EXERCISE REQUIREMENTS
Within the listing below, the lines containing "trainer" are to be counted. Give the number only.

(INPUT begins)

PR #274, opened 2022-02-16
Update links

moondef:
Update links to future meeting agenda and latest meeting notes

PR #396, opened 2024-02-17
Replace branch name `master` with `main` in links and fix translation docs

shuuji3:
Hello, this PR fixes two small issues:

1. Fix the link to a file in the `master` branch. GitHub web interface can redirect from `master` to `main` automatically but some user-agent fails (for example, GitHub Android app). This change ensures that users navigate to the correct page.

2. Delete the instruction to change `_config.yml` from `translation*.md`, which was removed by Eleventy migration and no longer exists (#269).


smorimoto:
This PR reminds me of the changes in #274 and #312. Maybe we should use `HEAD` instead of `main` to make it more robust to future changes.

@ljharb @ctcpip I believe you have any thoughts on this. What do you think?

ctcpip:
there are differences between them and while I prefer `main` for a number of reasons for most uses, like the fact that it actually results in links pointing to the tip of `main` rather than `HEAD` which will point to a specific commit id, the pattern of using `HEAD` has been established and it's not a hill I want to die on just yet 😄

ljharb:
I prefer HEAD since it will work regardless of the default branch name; the usability issue @ctcpip mentions exists, and either change is better than the wrong branch name.

smorimoto:
Fair enough! I want to unify here whether to use HEAD or branch names. I don't think changes like main becoming the de facto standard will happen often in the future, and I just favor branch names for now. If you all have no major objections to this idea, I will make a change to switch from HEAD to branch names for remaining parts in a subsequent PR.

smorimoto (approved):

smorimoto:
From my idea above, this PR looks good, at least to me. Thanks a lot! @shuuji3

ctcpip (approved):

PR #6965, opened 2026-07-07
[perf, model] feat: add MFU flops estimation for Qwen3.5 (qwen3_5)

ldemon2333:
### What does this PR do?

Adds MFU FLOPs estimation for **Qwen3.5** (`model_type: "qwen3_5"`). Without it, `qwen3_5` falls through to `_estimate_unknown_flops`, which returns `0`, so `perf/mfu/*` is always zero for Qwen3.5 training runs.

Qwen3.5 differs from the models already covered by `flops_counter.py` in several ways, so none of the existing estimators can be reused:
- **Hybrid attention**: every `full_attention_interval`-th layer is standard softmax attention (O(L²)); the remaining layers are **GatedDeltaNet linear attention** (O(L), no seqlen-square term). Reusing `_estimate_qwen2_flops` would apply the quadratic term to *all* layers and miss the linear-attention projections entirely.
- **Nested config**: fields live under `config.text_config` (top level holds `vision_config`), like `qwen3_next` / `qwen3_vl` in transformers.
- **Gated q_proj**: `attn_output_gate=true` doubles the q projection width.
- **Dense SwiGLU MLP** (not MoE), an **MTP** head, and an optional **ViT**.

### Checklist Before Starting

- [x] Search for similar PRs: https://github.com/verl-project/verl/pulls?q=is%3Apr+flops+qwen3_5 — none adding qwen3_5 flops.
- [x] PR title formatted as `[{modules}] {type}: {description}`.

### Test

Added a `qwen3_5` case to `tests/utils/test_flops_counter.py` (config based on the public Qwen/Qwen3.5-9B: 32 layers, 8 full + 24 linear, `head_dim=256`, MTP=1). Full suite passes:

```
tests/utils/test_flops_counter.py ... 12 passed
```

`pre-commit` (ruff check + format) passes on both changed files.

> [!NOTE]
> **Honesty about accuracy**: the GatedDeltaNet recurrence core is modeled with an **O(L) analytical approximation** (the chunked delta-rule kernel's exact FLOPs depend on implementation details). For the 9B config this term is **< 1% of total FLOPs**, so it does not meaningfully move MFU. The estimate is dominated by the deterministic linear-algebra terms (MLP + projections + embeddings ≈ 91%). I did **not** have real Qwen3.5-9B weights to calibrate MFU end-to-end against a live training run — validation covers magnitude, per-term breakdown, and a degeneration check (an all-`full_attention` variant lands within ~8% of the stock `qwen2` estimator, the difference being the q-gate doubling). Feedback from anyone with a real training curve is very welcome.

### Design & Code Changes

- `verl/utils/flops_counter.py`: add `_estimate_qwen3_5_flops`, register `"qwen3_5"` in `ESTIMATE_FUNC`.
- `tests/utils/test_flops_counter.py`: add `qwen3_5` test case.

- [ ] Add / Update the documentation — n/a (internal FLOPs estimator, no user-facing API).
- [x] Add unit test(s) to cover the code.

### DIFF
--- a/tests/utils/test_flops_counter.py
+++ b/tests/utils/test_flops_counter.py
@@ -366,6 +366,44 @@ CONFIG = {
             709446422495232 / 1e12,
         ),
     },
+    "qwen3_5": {
+        "config": {  # Qwen/Qwen3.5-9B: hybrid linear/full attention, dense MLP, MTP head
+            "model_type": "qwen3_5",
+            "text_config": {
+                "vocab_size": 248320,
+                "hidden_size": 4096,
+                "intermediate_size": 12288,
+                "num_hidden_layers": 32,
+                "num_attention_heads": 16,
+                "num_key_value_heads": 4,
+                "head_dim": 256,
+                "attn_output_gate": True,
+                "full_attention_interval": 4,
+                # 8 full-attention layers (every 4th), 24 GatedDeltaNet linear-attention layers
+                "layer_types": [
+                    "linear_attention",
+                    "linear_attention",
+                    "linear_attention",
+                    "full_attention",
+                ]
+                * 8,
+                "linear_key_head_dim": 128,
+                "linear_value_head_dim": 128,
+                "linear_num_key_heads": 16,
+                "linear_num_value_heads": 32,
+                "linear_conv_kernel_dim": 4,
+                "mtp_num_hidden_layers": 1,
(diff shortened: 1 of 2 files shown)


wuxibin89:
close as implemented in https://github.com/verl-project/verl/pull/6389

PR #6977, opened 2026-07-08
[BREAKING][trainer] fix: separate_async should use the same step granularity with other trainers

Begunner:
### What does this PR do?

- Align `separate_async` global step semantics with sync training by running a full `parameter_sync_step` cycle inside one trainer step. 
- Aggregate per-inner-update metrics across the cycle.

### Test

E2E separate async training.
Metrics aggregator and replay buffer tests on cpu.


verl/trainer/config/ppo_trainer.yaml
```diff
@@ -219,9 +219,9 @@ trainer:
     separate_async:
 
       # Number of warmup batches to add before training loop starts
-      num_warmup_batches: 4
+      num_warmup_batches: 1
```
wuxibin89, line 222: Why only warmup a mini-batch in separate_async trainer?

wuxibin89 (approved):

PR #6987, opened 2026-07-09
[fully_async] fix: pre-compute total_training_steps before trainer init

gaohongkui:
### What does this PR do?

Fix `AssertionError: assert self.lr_decay_steps > 0` when using `fully_async_policy` with Megatron model engine. The root cause is an initialization ordering issue where Megatron's `OptimizerParamScheduler` requires `total_training_steps > 0` at `__init__` time, but the value is only computed after rollouter initialization.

(INPUT ends)

EXERCISE RESULT
6